Bills have been not-getting-out-of-committee for a _very_ long time prior to
the McConnell blockade, and you can easily make an argument that killing
things in committee is actually more harmful to transparency than what
McConnell did --- whatever else you might say about the blockade, it was
_pretty transparent!_

------
kodablah
A strange tone to this article. "X did this bad thing and obviously this bad
thing because they are obviously bad." "To be clear, while excuse here and
excuse here, Y did a thing that could be perceived as bad, but not as bad
because it's their rules and it has been done before." Really tough to read.

Also, I am not very familiar with the case, can anyone shed any light on
whether the justices are remorseful for their overspendings and other
wrongdoings? Any links to apologies or denials?

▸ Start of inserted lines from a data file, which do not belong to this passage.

PR #77, opened 2023-09-11
Fix "module defined in multiple files" by parsing GHC diagnostics

9999years:
This parses GHC diagnostics and uses the output to avoid `:add`ing failed modules. See the bug upstream here: https://gitlab.haskell.org/ghc/ghc/-/issues/13254

PR #76, opened 2023-09-11
Split `Ghci::reload` up

9999years:
This moves a bunch of logic into `Ghci::get_reload_actions`.

PR #73, opened 2023-09-11
Add before-start hook to the test harness

9999years:
This lets tests run code to modify the project before starting `ghcid-ng`.

The before-start hook is implemented in terms of a new `GhcidNgBuilder` interface.

PR #86, opened 2023-09-19
Add eval support

9999years:
Adds support for evaluating commands in source files on reload.

This looks for line commands starting with `-- $>` or multiline commands delimited by `{- $>` and `<$ -}`.

This also removes the `failed_modules` mechanism from `Ghci`, which was populated by extracting filenames from error messages, and replaces it with a `targets` `ModuleSet` populated by `:show targets`. This should be more consistent.

Finally, paths will be printed as relative paths when possible.


9999years:
* main
  * **PR #73** <a href="https://app.graphite.dev/github/pr/MercuryTechnologies/ghcid-ng/73" target="_blank">Graphite</a> 
    * **PR #74** <a href="https://app.graphite.dev/github/pr/MercuryTechnologies/ghcid-ng/74" target="_blank">Graphite</a> 
      * **PR #75** <a href="https://app.graphite.dev/github/pr/MercuryTechnologies/ghcid-ng/75" target="_blank">Graphite</a> 
        * **PR #76** <a href="https://app.graphite.dev/github/pr/MercuryTechnologies/ghcid-ng/76" target="_blank">Graphite</a> 
          * **PR #77** <a href="https://app.graphite.dev/github/pr/MercuryTechnologies/ghcid-ng/77" target="_blank">Graphite</a> 
            * **PR #78** <a href="https://app.graphite.dev/github/pr/MercuryTechnologies/ghcid-ng/78" target="_blank">Graphite</a> 
              * **PR #86** <a href="https://app.graphite.dev/github/pr/MercuryTechnologies/ghcid-ng/86" target="_blank">Graphite</a>  👈

This comment was auto-generated by [Graphite](https://app.graphite.dev/github/pr/MercuryTechnologies/ghcid-ng/86?utm_source=stack-comment).

src/ghci/stdin.rs
```diff
@@ -135,15 +137,64 @@ impl GhciStdin {
...
+        stdout.show_paths().await
+    }
+
+    #[instrument(skip(self, stdout), level = "debug")]
+    pub async fn show_targets(
+        &mut self,
+        stdout: &mut GhciStdout,
+        show_paths: &ShowPaths,
+    ) -> miette::Result<ModuleSet> {
+        self.set_mode(stdout, Mode::Internal).await?;
```
Gabriella439, line 157: as a side note, i think at some point (doesn't have to be in this PR) the mode system should be changed so that the mode is provided as an argument to write commands instead of being set out-of-band and tracked as a mutable variable.   That would prevent quite a few potential bugs due to the wrong mode being set for a given write

src/ghci/stdin.rs
```diff
@@ -135,15 +137,64 @@ impl GhciStdin {
...
+            .await
+            .into_diagnostic()?;
+        stdout.prompt(None).await?;
+
+        for line in command.as_ref().lines() {
+            self.stdin
+                .write_all(line.as_bytes())
+                .await
+                .into_diagnostic()?;
+            self.stdin.write_all(b"\n").await.into_diagnostic()?;
```
Gabriella439, line 187: minor suggestion:

```suggestion
            self.stdin
                .write_all(format!("{line}\n").as_bytes())
                .await
                .into_diagnostic()?;
```

src/ghci/parse/show_paths.rs
```diff
@@ -0,0 +1,240 @@
+use std::collections::HashSet;
+
+use camino::Utf8Path;
+use camino::Utf8PathBuf;
+use itertools::Itertools;
+use miette::miette;
+use winnow::ascii::newline;
+use winnow::ascii::space0;
+use winnow::ascii::space1;
```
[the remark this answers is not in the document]
9999years: Tends to make diffs worse in my experience. I really like keeping one item to one line.

src/haskell_source_file.rs
```diff
@@ -4,6 +4,7 @@ use camino::Utf8Path;
 
 /// File extensions for Haskell source code.
 pub const HASKELL_SOURCE_EXTENSIONS: [&str; 9] = [
+    // NOTE: This should start with `hs` so that iterators try the most common extension first.
```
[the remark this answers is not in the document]
9999years: I actually noticed the ghci manual says it only looks at `.hs` and `.lhs`, so we might want to remove all the other extensions...
https://downloads.haskell.org/ghc/latest/docs/users_guide/ghci.html#modules-vs-filenames

src/ghci/stdin.rs
9999years: I was trying to avoid allocating another string by formatting it... it probably doesn't matter too much. Is doing multiple writes worse than allocating?

src/ghci/stdin.rs
9999years: I agree with setting the mode as part of the write commands, but I think it'll still have to be tracked as a mutable variable because the mode influences the way the stdout and stderr readers process their output. (They need to be able to know what the last mode was, not just when a write happens.)

src/haskell_source_file.rs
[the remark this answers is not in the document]
9999years: I think you're right that `hsboot` isn't valid though, removed that.

Gabriella439 (approved):

Gabriella439 (approved):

Are some not voluntarily
resigning because they don't feel like what they did was bad enough? I clearly
understand the legislature's faults in this story just want more details from
the judges themselves.

------
40acres
Increased polarization has caused the legislative Branch at all levels to
grind to a halt. As a result the majority party, in many cases Republicans,
have used illiberal means to consolidate power. As a result are heading down a
path of making the court so politicized that the rulings lose their backing.

The West Virginia cases is ridiculous but I won't be surprised if there are
other shenanigans w.r.t the court being executed all across the country.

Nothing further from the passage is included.